▶ **TO DO**:
Copy every line below that has the word "Added" in it.

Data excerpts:
|---|
PR #11354, opened 2026-02-17
fix(autocomplete): remove registering providers in render fn

joshuali925:
### Description

Sometimes there are duplicated entries for each suggestion candidate in the query editor. The component is registering providers in the render function, which might be the root cause.

## Testing the changes

UT

## Changelog

- fix: fix duplicated autocomplete suggestions

### Check List

- [ ] All tests pass
  - [ ] `yarn test:jest`
  - [ ] `yarn test:jest_integration`
- [ ] New functionality includes testing.
- [ ] New functionality has been documented.
- [ ] Update [CHANGELOG.md](./../CHANGELOG.md)
- [ ] Commits are signed per the DCO using --signoff

PR #11428, opened 2026-03-03
[PPL Autocomplete] Adopt backend grammar bundle as runtime source of truth with safe fallback

mengweieric:
### Description

This PR adopts the backend PPL grammar bundle as the runtime source of truth for the **simplified PPL autocomplete and validation path**, while keeping the compiled grammar path as the fallback where runtime grammar is unavailable or not used.

### Key Changes

- Added a datasource-aware PPL grammar bundle route:
  - `GET /api/enhancements/ppl/grammar`
  - forwards to backend `/_plugins/_ppl/_grammar`
  - supports optional `dataSourceId` for remote datasource requests

- Added client-side runtime grammar caching and warmup support:
  - caches backend grammar artifacts for the active datasource
  - retries failed fetches after a cooldown
  - resets cache state when the runtime grammar feature flag is disabled
  - notifies listeners when the active grammar changes

- Switched the **simplified PPL autocomplete path** to try runtime grammar suggestions first:
  - uses backend grammar bundle metadata with `LexerInterpreter` / `ParserInterpreter` + C3
  - falls back to the existing compiled simplified grammar path when runtime grammar is unavailable or produces no actionable result

- Kept the **default/compiled autocomplete path** intact:
  - `getDefaultSuggestions()` continues to use the compiled grammar path unchanged

- Added runtime validation support:
  - validates PPL using the cached backend grammar when runtime grammar is enabled for the active model/context
  - falls back to the compiled validator when runtime validation is unavailable
  - supports pipe-first queries by stripping the leading pipe and remapping errors back to the original editor positions

- Fixed SPA navigation provider loss:
  - Monaco `onLanguage` is one-shot and won't fire for already-encountered languages
  - after unmount/remount, providers are now registered directly in `render()` as well as via `onLanguage`

- Gated by `query:enhancements:runtimePplGrammar` advanced setting:
  - enabled by default (`true`)
  - when disabled, clears cached grammar and falls back to the compiled grammar path
  - requires page reload to take effect
  - listed under the Search category in Advanced Settings as "Enable runtime PPL grammar"

### Runtime Correctness / Safety Improvements

- Isolated C3 follow-set cache entries by `grammarHash` to avoid cross-grammar token pollution
- Added rerun logic when preferred rules hide token candidates
- Filtered invalid token candidates (for example EOF / unresolved vocab entries)
- Added pipe-first start-rule selection using `pipeStartRuleIndex` with rule-name fallback
- Made parsing non-fatal for partial input and used a synthetic completion context when needed
- Removed compiled-ID coupling from the runtime path where possible by preferring rule/token names
- Preserved supported symbolic-only runtime tokens so snippet-style suggestions can still render
- Added retry cooldown for failed grammar fetches instead of permanently disabling runtime grammar for the session
- Fixed validation-context freshness and editor subscription cleanup

### Compatibility / Scope

- The compiled/default autocomplete path remains available and unchanged
- The runtime path is designed to tolerate backend grammar token/rule renumbering by resolving rules/tokens by name where possible
- Runtime autocomplete behavior is currently applied to the simplified PPL suggestion path; the default PPL suggestion path remains compiled-based

### Testing

- Unit tests cover:
  - runtime autocomplete helper behavior
  - simplified autocomplete runtime + fallback scenarios
  - compiled/default autocomplete behavior
  - grammar cache behavior
  - runtime validation and validation-context wiring

- Manual validation performed for:
  - local cluster flow
  - datasource-backed flow
  - autocomplete fallback behavior
  - runtime validation behavior

### related PR
- https://github.com/opensearch-project/sql/pull/5162

## Changelog

- feat: Adopt backend grammar bundle as runtime source for PPL autocomplete

### Check List

- [x] All tests pass
  - [x] `yarn test:jest`

### DIFF
--- a/src/plugins/data/public/antlr/opensearch_ppl/ppl_grammar_cache.ts
+++ b/src/plugins/data/public/antlr/opensearch_ppl/ppl_grammar_cache.ts
@@ -9,6 +9,7 @@ import {
   SavedObjectsClientContract,
 } from 'opensearch-dashboards/public';
 import { ATN, ATNDeserializer, Vocabulary } from 'antlr4ng';
+import semver from 'semver';
 import { PPLGrammarBundle } from './ppl_bundle_loader';
 import { TokenDictionary } from '../opensearch_sql/table';
 
@@ -160,14 +161,8 @@ class PPLGrammarCache {
    */
   shouldFetchFromBackend(version?: string): boolean {
     if (!version) return false;
-
-    const match = version.trim().match(/^(\d+)\.(\d+)/);
-    if (!match) return false;
-    const major = Number(match[1]);
-    const minor = Number(match[2]);
-    if (!Number.isFinite(major) || !Number.isFinite(minor)) return false;
-
-    return major > 3 || (major === 3 && minor >= 6);
+    const coerced = semver.coerce(version);
+    return coerced ? semver.satisfies(coerced.version, '>=3.6.0') : false;
   }
 
   getCachedGrammar(datasourceId?: string): CachedGrammar | null {
--- a/src/plugins/data/public/antlr/opensearch_ppl/ppl_grammar_cache.test.ts
+++ b/src/plugins/data/public/antlr/opensearch_ppl/ppl_grammar_cache.test.ts
@@ -57,15 +57,40 @@ describe('ppl_grammar_cache', () => {
   });
 
   it('should gate backend grammar fetch by OpenSearch version', () => {
-    expect(pplGrammarCache.shouldFetchFromBackend(undefined)).toBe(false);
-    expect(pplGrammarCache.shouldFetchFromBackend('3.5.9')).toBe(false);
+    // --- supported (>= 3.6.0) ---
     expect(pplGrammarCache.shouldFetchFromBackend('3.6.0')).toBe(true);
-    expect(pplGrammarCache.shouldFetchFromBackend('3.6.0-SNAPSHOT')).toBe(true);
-    expect(pplGrammarCache.shouldFetchFromBackend('3.5.9-SNAPSHOT')).toBe(false);
+    expect(pplGrammarCache.shouldFetchFromBackend('3.6.1')).toBe(true);
     expect(pplGrammarCache.shouldFetchFromBackend('3.10.1')).toBe(true);
     expect(pplGrammarCache.shouldFetchFromBackend('4.0.0')).toBe(true);
-    expect(pplGrammarCache.shouldFetchFromBackend('v3.6.0')).toBe(false);
+
+    // pre-release / snapshot builds
+    expect(pplGrammarCache.shouldFetchFromBackend('3.6.0-SNAPSHOT')).toBe(true);
+    expect(pplGrammarCache.shouldFetchFromBackend('3.7.0-SNAPSHOT')).toBe(true);
+    expect(pplGrammarCache.shouldFetchFromBackend('3.6.0-rc1')).toBe(true);
+    expect(pplGrammarCache.shouldFetchFromBackend('3.6.0-alpha1')).toBe(true);
+    expect(pplGrammarCache.shouldFetchFromBackend('3.6.0-beta1')).toBe(true);
+
+    // four-part versions (OpenSearch build metadata)
+    expect(pplGrammarCache.shouldFetchFromBackend('3.6.1.0')).toBe(true);
+    expect(pplGrammarCache.shouldFetchFromBackend('4.0.0.0')).toBe(true);
+
+    // prefixed strings
+    expect(pplGrammarCache.shouldFetchFromBackend('v3.6.0')).toBe(true);
+    expect(pplGrammarCache.shouldFetchFromBackend('OpenSearch 3.6.0')).toBe(true);
+
+    // --- unsupported (< 3.6.0) ---
+    expect(pplGrammarCache.shouldFetchFromBackend('3.5.9')).toBe(false);
+    expect(pplGrammarCache.shouldFetchFromBackend('3.5.9-SNAPSHOT')).toBe(false);
+    expect(pplGrammarCache.shouldFetchFromBackend('3.0.0')).toBe(false);
+    expect(pplGrammarCache.shouldFetchFromBackend('2.17.0')).toBe(false);
+    expect(pplGrammarCache.shouldFetchFromBackend('2.17.0-SNAPSHOT')).toBe(false);
+    expect(pplGrammarCache.shouldFetchFromBackend('1.3.14')).toBe(false);
+
+    // --- invalid / missing ---
+    expect(pplGrammarCache.shouldFetchFromBackend(undefined)).toBe(false);
+    expect(pplGrammarCache.shouldFetchFromBackend('')).toBe(false);
     expect(pplGrammarCache.shouldFetchFromBackend('invalid')).toBe(false);
+    expect(pplGrammarCache.shouldFetchFromBackend('abc.def.ghi')).toBe(false);
   });
 
   it('should fetch and cache grammar via warmUp when version is supported', async () => {


src/plugins/query_enhancements/server/utils/plugins.ts
```diff
@@ -157,4 +157,9 @@ export const OpenSearchEnhancements = (client: any, config: any, components: any
     method: 'POST',
     needBody: true,
   });
+
+  enhancements.pplBundle = createAction(client, components, {
+    endpoint: URI.PPL_BUNDLE,
```
joshuali925, line 162: why bundle and not grammar?

src/plugins/query_enhancements/server/routes/index.ts
```diff
@@ -113,6 +113,62 @@ export function defineSearchStrategyRouteProvider(logger: Logger, router: IRoute
...
 }
 
+/**
+ * Defines route for PPL grammar bundle endpoint
+ * Forwards requests to OpenSearch /_plugins/_ppl/_grammar
+ */
+export function definePPLBundleRoute(logger: Logger, router: IRouter, client: any) {
+  router.get(
+    {
+      path: '/api/enhancements/ppl/grammar',
```
joshuali925: nit. use const to be consistent with other routes

src/plugins/query_enhancements/server/routes/index.ts
```diff
@@ -113,6 +113,62 @@ export function defineSearchStrategyRouteProvider(logger: Logger, router: IRoute
   };
 }
 
+/**
+ * Defines route for PPL grammar bundle endpoint
+ * Forwards requests to OpenSearch /_plugins/_ppl/_grammar
+ */
+export function definePPLBundleRoute(logger: Logger, router: IRouter, client: any) {
```
joshuali925: unused `client`?

src/plugins/query_enhancements/server/routes/index.ts
```diff
@@ -113,6 +113,62 @@ export function defineSearchStrategyRouteProvider(logger: Logger, router: IRoute
...
+        const result = await opensearchClient.transport.request({
+          method: 'GET',
+          path: URI.PPL_BUNDLE,
+        });
+        const body = result?.body ?? result;
+
+        // The result is the grammar bundle JSON
+        // Forward headers from OpenSearch if available
+        const responseHeaders: Record<string, string> = {
+          'content-type': 'application/json',
```
joshuali925: why hard code here, is SQL plugin response not including the right header?

src/plugins/opensearch_dashboards_react/public/code_editor/code_editor.tsx
```diff
@@ -183,25 +190,53 @@ export class CodeEditor extends React.Component<Props, {}> {
...
+    // Cancel any pending onLanguage listener from a previous render to prevent
+    // listener accumulation.
+    this._onLanguageDisposable?.dispose();
+
+    // Listen for the language's first encounter so providers are registered
+    // when a model for this language is created for the very first time.
+    // For SPA remounts (language already encountered), _editorDidMount handles
+    // registration directly since onLanguage won't fire again.
+    this._onLanguageDisposable = monaco.languages.onLanguage(languageId, () => {
+      this._registerProviders(languageId);
```
joshuali925: is it required to put onLanguage on render function? i was seeing duplicated suggestion candidates and sent a PR to avoid keep registering providers on each render, but not sure if it breaks other functionality, since CI was failing #11354

src/plugins/data/public/plugin.ts
```diff
@@ -314,6 +320,32 @@ export class DataPublicPlugin
...
+    // Subscribe to dataset changes to pre-fetch PPL grammar.
+    // The handler fires when the query language is PPL and the dataset changes.
+    // The initial fire with the current query covers the page-load case.
+    // the subscription covers subsequent dataset switches.
+    // Gated by query:enhancements:runtimePplGrammar setting (default: true).
+    const isRuntimePplGrammarEnabled = (() => {
+      try {
+        return uiSettings.get(UI_SETTINGS.QUERY_ENHANCEMENTS_RUNTIME_PPL_GRAMMAR) !== false;
+      } catch {
+        return true;
```
joshuali925: is try catch needed? I thought ui settings doesn't throw

src/plugins/data/public/query_snippet_suggestions/ppl/suggestions.ts
```diff
@@ -24,6 +24,9 @@ export const convertQueryToMonacoSuggestion = (queries: QuerySnippetItem[]): Que
     const snippets = extractSnippetsFromQuery(query.query.query as string);
     snippets.forEach((snippet) => {
       const trimmedSnippet = snippet.trim().toLowerCase();
+      if (!trimmedSnippet || !/[a-z0-9_]/i.test(trimmedSnippet)) {
```
joshuali925, line 27: why is this needed?

src/plugins/data/public/antlr/opensearch_ppl/ppl_grammar_cache.ts
```diff
@@ -0,0 +1,408 @@
...
+  shouldFetchFromBackend(version?: string): boolean {
+    if (!version) return false;
+
+    const match = version.trim().match(/^(\d+)\.(\d+)/);
+    if (!match) return false;
+    const major = Number(match[1]);
+    const minor = Number(match[2]);
+    if (!Number.isFinite(major) || !Number.isFinite(minor)) return false;
+
+    return major > 3 || (major === 3 && minor >= 6);
```
joshuali925: there is `semver.satisfies()`, something like this should work better https://github.com/opensearch-project/OpenSearch-Dashboards/blob/15cb9b02cf466cdb072ea97f0dfb78a544426fb8/src/plugins/dashboard/public/application/utils/migrate_app_state.ts#L88-L88

joshuali925:
### Code review

Found 1 issue:

1. Provider registration churn in `render()` -- `monaco.languages.onLanguage(languageId, callback)` is called inside `render()`, which runs on every React re-render (including every keystroke). When the language has already been encountered, `onLanguage` fires the callback **immediately and synchronously**, causing `_registerProviders()` to dispose and re-register all completion/hover/signature providers on every render cycle. The comment on line 236-237 states "onLanguage won't fire again" for SPA remounts, but this is incorrect: Monaco's `onLanguage` fires immediately for already-known languages. While the old providers are disposed before new ones are created (so there are no true duplicates), the constant dispose/re-register churn on every keystroke is a React anti-pattern (side effects in `render()`) and is wasteful. Consider moving provider registration out of `render()` entirely -- e.g., handle it only in `_editorDidMount` (for SPA remounts) and `componentDidUpdate` (for language changes).

https://github.com/opensearch-project/OpenSearch-Dashboards/blob/d9254d295a3ad3633e8d219a8c703e96f90684d0/src/plugins/opensearch_dashboards_react/public/code_editor/code_editor.tsx#L227-L240

mengweieric:
> ### Code review
> Found 1 issue:
> 
> 1. Provider registration churn in `render()` -- `monaco.languages.onLanguage(languageId, callback)` is called inside `render()`, which runs on every React re-render (including every keystroke). When the language has already been encountered, `onLanguage` fires the callback **immediately and synchronously**, causing `_registerProviders()` to dispose and re-register all completion/hover/signature providers on every render cycle. The comment on line 236-237 states "onLanguage won't fire again" for SPA remounts, but this is incorrect: Monaco's `onLanguage` fires immediately for already-known languages. While the old providers are disposed before new ones are created (so there are no true duplicates), the constant dispose/re-register churn on every keystroke is a React anti-pattern (side effects in `render()`) and is wasteful. Consider moving provider registration out of `render()` entirely -- e.g., handle it only in `_editorDidMount` (for SPA remounts) and `componentDidUpdate` (for language changes).
> 
> https://github.com/opensearch-project/OpenSearch-Dashboards/blob/d9254d295a3ad3633e8d219a8c703e96f90684d0/src/plugins/opensearch_dashboards_react/public/code_editor/code_editor.tsx#L227-L240
> 
> 🤖 Generated with [Claude Code](https://claude.ai/code)
> 
> - If this code review was useful, please react with 👍. Otherwise, react with 👎.

 Verified against the Monaco source in this version: `onLanguage()` is a one-shot listener for a future `onDidRequestRichLanguageFeatures` event  
and does not replay for already-encountered languages. So the per-render churn described here does not happen.                                     
                                                                                                                                                   
On top of that, the current branch routes the callback through `_ensureProvidersRegistered()`, which no-ops when providers already exist for that  
language.                                                                                                                                          
                                                                                                                                                   
The actual duplicate-suggestion bug was that both `editorDidMount` and `onLanguage` could register providers on first encounter. That is fixed in  
`f024b39617` with the `_ensureProvidersRegistered()` guard and a regression test.

src/plugins/data/public/query_snippet_suggestions/ppl/suggestions.ts
mengweieric: Used this guard because `extractSnippetsFromQuery()` splits saved queries on `|`, so malformed or punctuation-only segments can show up as candidate snippets. This filter prevents empty / symbol-only segments from becoming Monaco suggestions.

src/plugins/data/public/plugin.ts
mengweieric: Removed.

src/plugins/query_enhancements/server/routes/index.ts
mengweieric: Removed.

src/plugins/data/public/antlr/opensearch_ppl/ppl_grammar_cache.ts
mengweieric: Done. Using semver now.

src/plugins/query_enhancements/server/routes/index.ts
mengweieric: Removed.

src/plugins/opensearch_dashboards_react/public/code_editor/code_editor.tsx
mengweieric: This was addressed in [f024b39](https://github.com/opensearch-project/OpenSearch-Dashboards/pull/11428/commits/f024b39617924a32a29085fa0d5daf10069adb04)

src/plugins/data/public/antlr/opensearch_ppl/code_completion.ts
```diff
@@ -192,195 +247,404 @@ export const getSimplifiedPPLSuggestions = async ({
...
     const isInBackQuote = suggestions.isInBackQuote || false;
+    const isRuntimeGrammar = runtimeSuggestions === suggestions;
+
+    // Runtime-specific context detection
+    if (isRuntimeGrammar) {
+      const isCommandPosition = isCommandPositionInCurrentSegment(queryTillCursor);
+
+      if (suggestions.suggestColumns && (isInBackQuote || !isInQuotes)) {
+        const initialFields = indexPattern.fields;
+        const cursorPosition = queryTillCursor.length;
```
RyanL1997, line 287: I saw there is diff for `cursorPosition` between runtime/compiled paths. For multi-line queries, will these produce different values, leading to incorrect field lookups on the runtime path?
- Runtime: `const cursorPosition = queryTillCursor.length; (byte offset from query start)`
- Compiled: `const cursorPosition = position?.column || selectionEnd; (column within current line)`

src/plugins/data/public/plugin.ts
```diff
@@ -367,6 +394,10 @@ export class DataPublicPlugin
   }
 
   public stop() {
+    this.pplGrammarWarmupSubscription?.unsubscribe();
```
RyanL1997, line 397: The warmup subscription and provider are cleaned up in `stop()`, but `pplGrammarCache` still holds its cached grammar and listeners. Could this cause stale data in HMR/test scenarios? Might be worth adding a `pplGrammarCache.reset()` here?

src/plugins/data/public/antlr/opensearch_ppl/runtime_ppl_grammar/opensearch_ppl_autocomplete.ts
```diff
@@ -0,0 +1,1090 @@
...
+  'SPAN',
+  'MATCH',
+  'MATCH_PHRASE',
+  'MATCH_BOOL_PREFIX',
+  'MATCH_PHRASE_PREFIX',
+  'SQUOTA_STRING',
+];
+
+const _runtimeC3BucketsByGrammarHash = new Map<string, unknown>();
+let _activeRuntimeC3GrammarHash: string | undefined;
```
RyanL1997, line 125: `_runtimeC3BucketsByGrammarHash` and `_operatorTokenCache` (line 642) grow with each new grammar hash and never evict. But I think this is fine cause it will be bounded by distinct OpenSearch versions per session correct?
|---|
▶ **YOUR SOLUTION**:
- Added a datasource-aware PPL grammar bundle route:
- Added client-side runtime grammar caching and warmup support:
- Added runtime validation support:
- Added rerun logic when preferred rules hide token candidates
- Added pipe-first start-rule selection using `pipeStartRuleIndex` with rule-name fallback
- Added retry cooldown for failed grammar fetches instead of permanently disabling runtime grammar for the session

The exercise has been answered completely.